RECORDS TO USE section start
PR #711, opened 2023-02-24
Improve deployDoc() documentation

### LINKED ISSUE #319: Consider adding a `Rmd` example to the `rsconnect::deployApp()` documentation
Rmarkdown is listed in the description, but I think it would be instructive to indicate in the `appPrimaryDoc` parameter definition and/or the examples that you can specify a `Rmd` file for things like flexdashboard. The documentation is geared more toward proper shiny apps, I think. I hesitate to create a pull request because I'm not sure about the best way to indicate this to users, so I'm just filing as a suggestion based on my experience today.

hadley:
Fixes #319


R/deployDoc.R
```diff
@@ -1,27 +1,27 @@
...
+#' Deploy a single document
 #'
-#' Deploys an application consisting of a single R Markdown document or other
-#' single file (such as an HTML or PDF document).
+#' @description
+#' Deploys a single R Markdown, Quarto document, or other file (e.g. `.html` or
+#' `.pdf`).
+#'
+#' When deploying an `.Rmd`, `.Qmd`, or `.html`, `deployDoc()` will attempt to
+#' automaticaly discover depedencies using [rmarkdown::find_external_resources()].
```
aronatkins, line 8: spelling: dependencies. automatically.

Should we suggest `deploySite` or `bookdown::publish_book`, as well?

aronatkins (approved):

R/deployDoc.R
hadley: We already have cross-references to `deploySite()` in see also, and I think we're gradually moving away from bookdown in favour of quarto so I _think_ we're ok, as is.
RECORDS TO USE section end
▸ WHAT TO DO:
Output the material above in full. Change nothing.

▸ REPLY TO THE TASK:
PR #711, opened 2023-02-24
Improve deployDoc() documentation

### LINKED ISSUE #319: Consider adding a `Rmd` example to the `rsconnect::deployApp()` documentation
Rmarkdown is listed in the description, but I think it would be instructive to indicate in the `appPrimaryDoc` parameter definition and/or the examples that you can specify a `Rmd` file for things like flexdashboard. The documentation is geared more toward proper shiny apps, I think. I hesitate to create a pull request because I'm not sure about the best way to indicate this to users, so I'm just filing as a suggestion based on my experience today.

hadley:
Fixes #319


R/deployDoc.R
```diff
@@ -1,27 +1,27 @@
...
+#' Deploy a single document
 #'
-#' Deploys an application consisting of a single R Markdown document or other
-#' single file (such as an HTML or PDF document).
+#' @description
+#' Deploys a single R Markdown, Quarto document, or other file (e.g. `.html` or
+#' `.pdf`).
+#'
+#' When deploying an `.Rmd`, `.Qmd`, or `.html`, `deployDoc()` will attempt to
+#' automaticaly discover depedencies using [rmarkdown::find_external_resources()].
```
aronatkins, line 8: spelling: dependencies. automatically.

Should we suggest `deploySite` or `bookdown::publish_book`, as well?

aronatkins (approved):

R/deployDoc.R
hadley: We already have cross-references to `deploySite()` in see also, and I think we're gradually moving away from bookdown in favour of quarto so I _think_ we're ok, as is.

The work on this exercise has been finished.